EN MÜKEMMEL DİN HANGİSİ?
top of page

EN MÜKEMMEL DİN HANGİSİ?

Güncelleme tarihi: 9 Eki 2023

Biraz da ezber bozalım-15

Mümin Müslümanlar, İslamiyet’in en mükemmel din olduğuna inanırlar. İleri sürdükleri gerekçeler arasında onun en son gelen din olduğunu da söylenir. Teknoloji gibi kültür ve inançlar da evrim geçirdiğinden en son gelenin öncekilerden daha mükemmel olması da doğaldır.


Fakat dünyada bilim insanları olsun, çeşitli dinlere mensup ilahiyatçılar olsun bir araya gelip “Hangi din daha mükemmel” olduğu gibi bir saptamada bulunmuş değildir. Çünkü bu tamamıyla inanç alanına giriyor.


Her insan bir kültür ve inanç iklimine doğar. Onun manevi varlığı bu iklimde biçimlenir. Türk ana babadan doğan ve bir Türk mahallesinde büyümüş kişi, nasıl ömrü boyunca bu kimliğinden sıyrılamazsa, hatta vatandaşlığını değiştirse bile Türklükten kurtulamazsa, Müslüman bir ana babadan doğan ve Müslüman bir çevrede büyüyen kişi de Müslüman sayılır.

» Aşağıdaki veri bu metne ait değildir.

PR #9590, opened 2020-11-12
KAFKA-7556: KafkaConsumer.beginningOffsets does not return actual first offsets

jolshan:
The current behavior for KafkaConsumer.beginningOffsets on compacted topics is to always return offset 0. However, when looking at the record with the earliest timestamp in the log with KafkaConsumer.offsetsForTimes, the offset is nonzero. 

This PR seeks to correct this issue by updating the segment baseOffsets and the logStartOffset during compaction. 
The segment offset will be the offset of the first non-compacted batch, or the original baseOffset if the segment is empty. 
Generally, all updates to logStartOffset must maintain the invariant logStartOffset <= end offset of first batch that can be returned by Fetch.

There are a few key changes/decisions to note that may not be immediately apparent:

1. **Producer Snapshot Behavior** Currently the behavior of producer snapshots is that during compaction, if the segment offset of the producer snapshot file is not in the new segment offsets, the snapshot is deleted. This will lead to behavior like the following:

- So for example we have segments with offsets 0 and 1, we want to delete first segment
New segment is base offset 0 so snapshot for segment 1 deleted. One segment, no snapshot files

Under this PR, the new behavior is this

- We have segments with offsets 0 and 1, we want to delete first segment
New segment is base offset 1 so we don't delete snapshot. One segment, one snapshot file

I was not sure if this is behavior we wanted, so I'm pointing it out.

2.  **High Watermark Compaction** I wasn't sure if we allowed compaction past the high watermark. It seems like there is not a check to prevent it. I've added such a check for this PR.


core/src/main/scala/kafka/log/Log.scala
```diff
@@ -1306,7 +1309,7 @@ class Log(@volatile private var _dir: File,
     // in an unclean manner within log.flush.start.offset.checkpoint.interval.ms. The chance of this happening is low.
     maybeHandleIOException(s"Exception while increasing log start offset for $topicPartition to $newLogStartOffset in dir ${dir.getParent}") {
       lock synchronized {
-        if (newLogStartOffset > highWatermark)
+        if (reason != SegmentCompaction && newLogStartOffset > highWatermark)
```
jsancio: I don't think it is safe for replicas to compact past the `highWatermark`. Should we remove this change and make sure that log compaction doesn't compact past the `highWatermark`.

core/src/main/scala/kafka/log/LogCleaner.scala
```diff
@@ -538,6 +539,14 @@ private[log] class Cleaner(val id: Int,
     for (group <- groupedSegments)
       cleanSegments(log, group, offsetMap, deleteHorizonMs, stats, transactionMetadata)
 
+    if (baseOffset == log.logStartOffset) {
```
jsancio: Why the check? Shouldn't the log cleaner always perform the algorithm in the `if` block?

core/src/main/scala/kafka/log/LogCleaner.scala
```diff
@@ -711,6 +723,9 @@ private[log] class Cleaner(val id: Int,
           shallowOffsetOfMaxTimestamp = result.shallowOffsetOfMaxTimestamp,
           records = retained)
         throttler.maybeThrottle(outputBuffer.limit())
+        if (newCanUpdateBaseOffset)
+          dest.updateBaseOffset(result.minOffset())
+        newCanUpdateBaseOffset = false
```
jsancio: Can we move this code to `LogSegment::append`? Meaning shouldn't the `baseOffset` of a segment always be the `baseOffset` of the first record batch appended?

Is the issue that the new clean segment is created before the log cleaner knows the first clean record (record batch). If so, why don't we delay creating of the new segment until that point?

jsancio (commented):
Thanks for the PR @jolshan. Left some high-level comments and questions.

core/src/main/scala/kafka/log/LogCleaner.scala
jolshan: Good catch. The if statement is left from an earlier implementation. I believe cleanable.log will always be the entire log and always have baseOffset be log.logStartOffset.

core/src/main/scala/kafka/log/LogCleaner.scala
jolshan: Yeah. I'm not totally happy with how this is handled, but I'm not sure if there is another better way. So the new cleaned segment is created in cleanSegments which calls this method. The issue is that multiple segments can be compacted into a single segment and each time a segment is compacted this method is called. Thus, this method does not always know if there is a record in the new segment yet.  This is why we have this extra boolean variable. 

This is also why delaying might not work without a variable like this. The method will not know if the new segment has been created already or not.

core/src/main/scala/kafka/log/Log.scala
jolshan: I talked to Jason about this a bit and since we don't clean the active segment, cleaning past the high watermark is pretty rare. But I think it makes sense to explicitly enforce this in code.

I think one other change we will need to make is to update a lot of our log cleaner tests since a large portion of them clean past the high watermark. (They don't update the high watermark at all)

core/src/main/scala/kafka/log/LogCleaner.scala
jsancio: Okay. We can do this in a future PR if you like. Do you want to file an issue for this?

core/src/main/scala/kafka/log/Log.scala
jsancio: Okay. We can do this in a future PR if you like. Do you want to file an issue for this?

core/src/main/scala/kafka/log/LogCleaner.scala
jsancio: I think one solution is to change the signature to:

```scala
private[log] def cleanInto(
    log: Log
    sourceRecords: FileRecords,
    dest: Option[LogSegment],
    map: OffsetMap,
    retainDeletesAndTxnMarkers: Boolean,
    maxLogMessageSize: Int,
    transactionMetadata: CleanedTransactionMetadata,
    lastRecordsOfActiveProducers: Map[Long, LastRecord],
    stats: CleanerStats): Option[LogSegment]
```

This should allow you to call `LogCleaner.createNewCleanedSegment(log, result.minOffset)` when a cleaned batch has been identified. What do you think?

jolshan: This is much more elegant! A question I would have is what we do if we return from trying all the segments and we end up never making a new segment. Currently the behavior is to return an empty segment with the original baseOffset. I'd lean towards keeping the existing logic, but I suppose we could also simply use deleteSegments instead of replaceSegments in this case too.

jolshan: I've updated to delete segments that end up being empty.

jolshan:
I've updated the code to delay creating a new segment until there is a non-compacted record. If a segment is never created in cleanSegments, the old segments are simply deleted rather than replaced. I had to change some code surrounding the transactionMetadata that allows a delay before updating the transactionIndex of a segment until the segment is actually created. Any aborted transactions will be added once the segment is created.

jolshan:
Also looks like the test I added may be flaky, so I'll take a look at that.

core/src/main/scala/kafka/log/Log.scala
```diff
@@ -1749,6 +1752,9 @@ class Log(@volatile private var _dir: File,
           checkIfMemoryMappedBufferClosed()
           // remove the segments for lookups
           removeAndDeleteSegments(deletable, asyncDelete = true, reason)
+          if (reason == LogCompaction) {
+            maybeIncrementLogStartOffset(segments.firstEntry.getValue.baseOffset, SegmentCompaction)
+          }
           maybeIncrementLogStartOffset(segments.firstEntry.getValue.baseOffset, SegmentDeletion)
```
ijuma: Shouldn't we be passing `reason` instead of what we're doing here?

ijuma: Looks like the types are not the same, but this approach seems error prone.

chia7712:
(I'm still reading this story so pardon me for asking stupid question.)

If using timestamp=0 can bring correct offset, why not following that way to handle ```ListOffsetRequest.EARLIEST_TIMESTAMP```? For example, (https://github.com/apache/kafka/blob/trunk/core/src/main/scala/kafka/log/Log.scala#L1643) if timestamp is equal to ```ListOffsetRequest.EARLIEST_TIMESTAMP```, we pass 0 to find offset. Does it work?

core/src/main/scala/kafka/log/Log.scala
jolshan: Sorry if this is a little confusing. `reason` is for deletion and the other parameter `SegmentCompaction` is the reason for changing the offset. Currently that is used to handle the issue for updating past the high watermark. I agree that it is not the cleanest way and we should figure out what we want to do with compacting past the high watermark.

jolshan:
@chia7712 The code path you linked is the code path beginningOffsets uses. Are you suggesting removing `ListOffsetRequest.EARLIEST_TIMESTAMP` and replacing it with 0?

chia7712:
> Are you suggesting removing ListOffsetRequest.EARLIEST_TIMESTAMP and replacing it with 0? 

yep, it seems like a simple solution without much changes. However, I have not understood this issue totally. It is just my imagination.

jolshan:
@chia7712 I did think about this solution initially. I'm wondering if we do want to update the segment offsets and logStartOffsets correctly though. If that isn't as important then maybe we can go with the simpler solution. This solution removes empty segments and keeps the baseOffsets updated. If these baseOffsets are used in other places, then maybe this solution is better.

jolshan:
@chia7712 Were you able to take a closer look at this?

clients/src/main/java/org/apache/kafka/common/record/MemoryRecords.java
```diff
@@ -386,6 +390,10 @@ public long maxOffset() {
             return maxOffset;
         }
 
+        public long minOffset() {
```
hachikuji: Can we modify some of the test cases in `MemoryRecordsTest` to ensure this is getting set correctly?

It might also be useful to document what exactly the min offset is with respect to batches and records.

clients/src/main/java/org/apache/kafka/common/record/MemoryRecords.java
```diff
@@ -198,7 +198,7 @@ private static FilterResult filterTo(TopicPartition partition, Iterable<MutableR
             if (!retainedRecords.isEmpty()) {
                 if (writeOriginalBatch) {
                     batch.writeTo(bufferOutputStream);
-                    filterResult.updateRetainedBatchMetadata(batch, retainedRecords.size(), false);
+                    filterResult.updateRetainedBatchMetadata(batch, retainedRecords.get(0).offset(), retainedRecords.size(), false);
```
hachikuji: Hmm... It seems a little inconsistent to use the offset of the first record. When the batch is empty, we use the base offset of the batch. Shouldn't we do the same here? Otherwise we will end up with some batches which have base offset smaller than the segment base offset. Note that the base offset is always preserved by compaction.

clients/src/main/java/org/apache/kafka/common/record/MemoryRecords.java
jolshan: Sounds good

clients/src/main/java/org/apache/kafka/common/record/MemoryRecords.java
jolshan: I see. I guess that the goal here was to give the actual offset of the first record. If we choose to give the batch offset instead, we may return an offset that is still not the actual first offset (but will be much closer than 0). If this behavior is acceptable we can go with this option, but it will not match the behavior of consumer.offsetsForTimes() with timestamp 0L, as mentioned in KAFKA-7556.

clients/src/main/java/org/apache/kafka/common/record/MemoryRecords.java
jolshan: I've added some unresolved comments about min offsets below.

clients/src/main/java/org/apache/kafka/common/record/MemoryRecords.java
hachikuji: I don't think we have much choice given retention semantics. I think we have to keep the invariant that the segment base offset is less than or equal to the base offset of any batch contained in it. Note that these batches are still returned in Fetch requests, so it seems reasonable to let the log start offset reflect them.

jolshan: Just to clarify, I understand that there are issues with the segment base offset mismatching with the base offset. 
But would there also be issues if the batch offset was lower than the log start offset as well?

hachikuji: I believe that a call to `DeleteRecords` can advance the start offset to an arbitrary offset which could be in the middle of a batch. I do not think today that we have any hard guarantees that we won't return batches or even records that are lower than the current log start offset. It might be worth experimenting with this to clarify what the behavior is today. With that said, given the fact that we always return the whole batch anyway, my preference would probably be to try and keep the log start offset aligned on a batch boundary.

jolshan: I see. I'll look into that behavior.

jolshan: Another option I considered that could give the exact offset without changing any offsets in the log would be to handle the listOffset request for the earliest timestamp on compacted topics differently. Instead of grabbing the log start offset, it could behave as though the request was a call for timestamp 0 and search for the first offset that is >=0 (as it does for any other timestamp search) Would this be a preferable solution if we wanted to ensure the exact offset?

hachikuji: I think we're on the right track really. We don't have to implement exactly what the jira describes. One thing to keep in mind is that the first record in the log might be a control record which a consumer won't return to applications anyway. Also note that the log start offset has implications for replication. Only the records above the log start offset will be replicated to a new replica, but all of the retained records after cleaning should be replicated. Hence we already have some constraints which make keeping the log start offset aligned with the first returnable record difficult.

I would just say that we define and document a reasonable invariant. I think it should be clear that we need to ensure the segment base offset is less than or equal to the base offset of the first batch contained in it. The invariant I would suggest is that the log start offset should be less than or equal to the end offset of the first batch that can be returned from `Fetch`. For the case of log cleaning, the simplest thing to do is keep the log start offset aligned with the base offset of the first batch. In the case of `DeleteRecords`, the log start offset will point to some offset within the first batch.

jolshan:
Updated to match invariants discussed above, still need to look at a few other areas like producer snapshots and high watermark

jolshan:
Updated to not clean past high watermark. If this should be its own ticket/PR, let me know.

core/src/main/scala/kafka/log/Log.scala
jolshan: I've removed this now that I've changed to not clean past the high watermark.

core/src/main/scala/kafka/log/Log.scala
jolshan: Added to this PR, may still want to do separately if this has gotten too big.

clients/src/main/java/org/apache/kafka/common/record/MemoryRecords.java
```diff
@@ -198,7 +198,7 @@ private static FilterResult filterTo(TopicPartition partition, Iterable<MutableR
             if (!retainedRecords.isEmpty()) {
                 if (writeOriginalBatch) {
                     batch.writeTo(bufferOutputStream);
-                    filterResult.updateRetainedBatchMetadata(batch, retainedRecords.size(), false);
+                    filterResult.updateRetainedBatchMetadata(batch, batch.baseOffset(), retainedRecords.size(), false);
```
hachikuji: nit: why do we need to pass the base offset as a separate parameter? We are already passing `batch`.

clients/src/main/java/org/apache/kafka/common/record/MemoryRecords.java
```diff
@@ -330,27 +332,31 @@ public int hashCode() {
         private int messagesRetained = 0;
         private int bytesRetained = 0;
         private long maxOffset = -1L;
+        // Retains invariant `minOffset` = the baseOffset of the first batch of retained records
+        // or -1 if no batches are retained
+        private long minOffset = -1L;
```
hachikuji: It's more verbose, but perhaps we should choose a more explicit name like `baseOffsetOfFirstBatch`. Then we could either get rid of the comment or move to the getter for this field (as a javadoc).

core/src/main/scala/kafka/log/LogCleaner.scala
```diff
@@ -582,13 +586,16 @@ private[log] class Cleaner(val id: Int,
         transactionMetadata.addAbortedTransactions(abortedTransactions)
 
         val retainDeletesAndTxnMarkers = currentSegment.lastModified > deleteHorizonMs
-        info(s"Cleaning $currentSegment in log ${log.name} into ${cleaned.baseOffset} " +
+        info(s"Cleaning $currentSegment in log ${log.name} into ${currentSegment.baseOffset} " +
```
hachikuji: This log message no longer makes sense. Is the intent to use `cleanedSegment` instead of `currentSegment`? Perhaps we should consider moving this log line to after the cleaning when we know what the new segment is.

core/src/main/scala/kafka/log/LogCleaner.scala
```diff
@@ -582,13 +586,16 @@ private[log] class Cleaner(val id: Int,
...
           s"with deletion horizon $deleteHorizonMs, " +
           s"${if(retainDeletesAndTxnMarkers) "retaining" else "discarding"} deletes.")
 
         try {
-          cleanInto(log.topicPartition, currentSegment.log, cleaned, map, retainDeletesAndTxnMarkers, log.config.maxMessageSize,
+           cleanedSegment = cleanInto(log, log.topicPartition, currentSegment.log, cleanedSegment, map, retainDeletesAndTxnMarkers, log.config.maxMessageSize,
```
hachikuji: nit: it shouldn't be necessary to pass both `log` and `log.topicPartition`.

core/src/main/scala/kafka/log/LogCleaner.scala
```diff
@@ -599,21 +606,30 @@ private[log] class Cleaner(val id: Int,
...
-      // update the modification date to retain the last modified date of the original files
-      val modified = segments.last.lastModified
-      cleaned.lastModified = modified
-
-      // swap in new segment
-      info(s"Swapping in cleaned segment $cleaned for segment(s) $segments in log $log")
-      log.replaceSegments(List(cleaned), segments)
+      
+      // Result of cleaning included at least one record.
+      if (cleanedSegment.isDefined) {
```
hachikuji: nit: use `match`

core/src/main/scala/kafka/log/LogCleaner.scala
```diff
@@ -599,21 +606,30 @@ private[log] class Cleaner(val id: Int,
...
+        // flush new segment to disk before swap
+        cleaned.flush()
+
+        // update the modification date to retain the last modified date of the original files
+        val modified = segments.last.lastModified
+        cleaned.lastModified = modified
+
+        // swap in new segment
+        info(s"Swapping in cleaned segment $cleaned for segment(s) $segments in log $log")
+        log.replaceSegments(List(cleaned), segments)
```
hachikuji: Would it make more sense to update log start offset in `replaceSegments` when we are protected by the lock? Otherwise, it seems like the log start offset will be out of sync with the segments until all of them have been cleaned and `maybeIncrementLogStartOffset` is called. 

Note that `deleteSegments` does update the log start offset. Interestingly, `SegmentDeletion` is used for the reason in this case, and not `SegmentCompaction`.

core/src/main/scala/kafka/log/LogCleaner.scala
```diff
@@ -1094,6 +1119,8 @@ private[log] class CleanedTransactionMetadata {
 
   // Output cleaned index to write retained aborted transactions
   var cleanedIndex: Option[TransactionIndex] = None
+  
+  var toAppend: List[AbortedTxn] = List.empty
```
hachikuji: Can you help me understand why we needed to change the logic for appending to the transaction index?

jolshan: I believe the issue is that this code expects the log to be created already but it is not. I think my intention was to delay this operation until the log is created. I'll double check this is actually the case.

core/src/main/scala/kafka/log/LogCleaner.scala
jolshan: Hmmm I think I didn't really understand this log at first. It does make sense to move it to when we know what the new segment is. I think the issue I had was what to do with including `retainDeletesAndTxnMarkers`. Maybe it makes sense to have a log saying the current segment and the deletion info and a second log to say what the new segment's baseOffset is later.

core/src/main/scala/kafka/log/LogCleaner.scala
jolshan: Right. I wasn't sure if it made sense to change the deleteSegments code to support the SegmentCompaction reason. The entire segment is being deleted here, but I see how this may be confusing when reading in the log.

jolshan: As for the first part about `replaceSegments`. It seems that there are a few other times we call this method. I'm wondering if we would want to update the logStartOffset in these cases (probably) and what the reason should be. I'm also wondering if we should include the reason as a parameter to `replaceSegments`.

core/src/main/scala/kafka/log/LogCleaner.scala
```diff
@@ -701,11 +719,17 @@ private[log] class Cleaner(val id: Int,
       // if any messages are to be retained, write them out
       val outputBuffer = result.outputBuffer
       if (outputBuffer.position() > 0) {
+        if (destSegment.isEmpty) {
+          // create a new segment with a suffix appended to the name of the log and indexes
+          destSegment = Some(LogCleaner.createNewCleanedSegment(log, result.minOffset()))
+          transactionMetadata.cleanedIndex = Some(destSegment.get.txnIndex)
```
jolshan: Re: changing transaction code
Since cleanedIndex is not created until here, we need to delay appends. Originally it was created at the start of `cleanSegments`. In that method, we now can not guarantee the log has been created until `cleanInto` returns with a defined `cleanedSegment`. In `cleanInto` there is a chance to call `onControlBatchRead` which previously just appeneded transactions, but can no longer do so if `cleanedIndex` is not defined.

jolshan: It may be possible to call `transactionMetadata.appendTransactionIndex()` here though to append a little bit sooner.

jolshan: Another option is to check if the `cleanedIndex` exists and append immediately if it does, otherwise put it in `toAppend`. Then we apply the changes only when the `cleanedIndex` is first defined.

core/src/main/scala/kafka/log/Log.scala
```diff
@@ -209,6 +209,11 @@ case object LeaderOffsetIncremented extends LogStartOffsetIncrementReason {
 case object SegmentDeletion extends LogStartOffsetIncrementReason {
   override def toString: String = "segment deletion"
 }
+
+case object SegmentCompaction extends LogStartOffsetIncrementReason {
```
hachikuji: It seems a little more intuitive if we swap the two new names:

```scala
case object LogCompaction extends LogStartOffsetIncrementReason
case object SegmentCompaction extends SegmentDeletionReason
```

core/src/main/scala/kafka/log/LogCleaner.scala
hachikuji: There are really only two cases for `replaceSegments`: log compaction, and segment splitting. We also call it in `completeSwapOperations`, but that is for recovery if the broker crashes in the middle of `replaceSegments`. It should be safe in either case to adjust the log start offset. Probably something similar to the deletion case which just ensures that the log start offset did not fall off the log:
```scala
maybeIncrementLogStartOffset(segments.firstEntry.getValue.baseOffset, SegmentDeletion)
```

İnsanların milliyetini değiştirmesi nerdeyse imkânsızsa, din değiştirmesi de o kadar zordur. Gerçi, zor karşısında gerek milliyetini, gerek dinini değiştiren, başka milletler veya dinler tarafından asimile edilen topluluklar görülmemiş değildir. Tarih bunun örnekleriyle doludur. Nitekim mevcut dinlerin mensuplarının ataları da başka bir dine inanıyorlardı. Ancak bu din değiştirme süreci uzun bir zaman alır ve günümüzde toplu bir din değiştirmeye rastlanmıyor. Bu olaya Türkiye’de en son 1915-1916 Büyük tehcirinde ölümden kurtulmak isteyen Ermenilerde ve kısmen Rumlarda rastlanmıştı. Bunların bazıları ise görünüşte Müslüman olmakla birlikte kendi ibadetlerini gizli gizli yapmışlardır. Hatta üzerlerindeki baskı hafiflediği bir zamanda eski dinine geri döndüğünü ilan edenler olmuştur.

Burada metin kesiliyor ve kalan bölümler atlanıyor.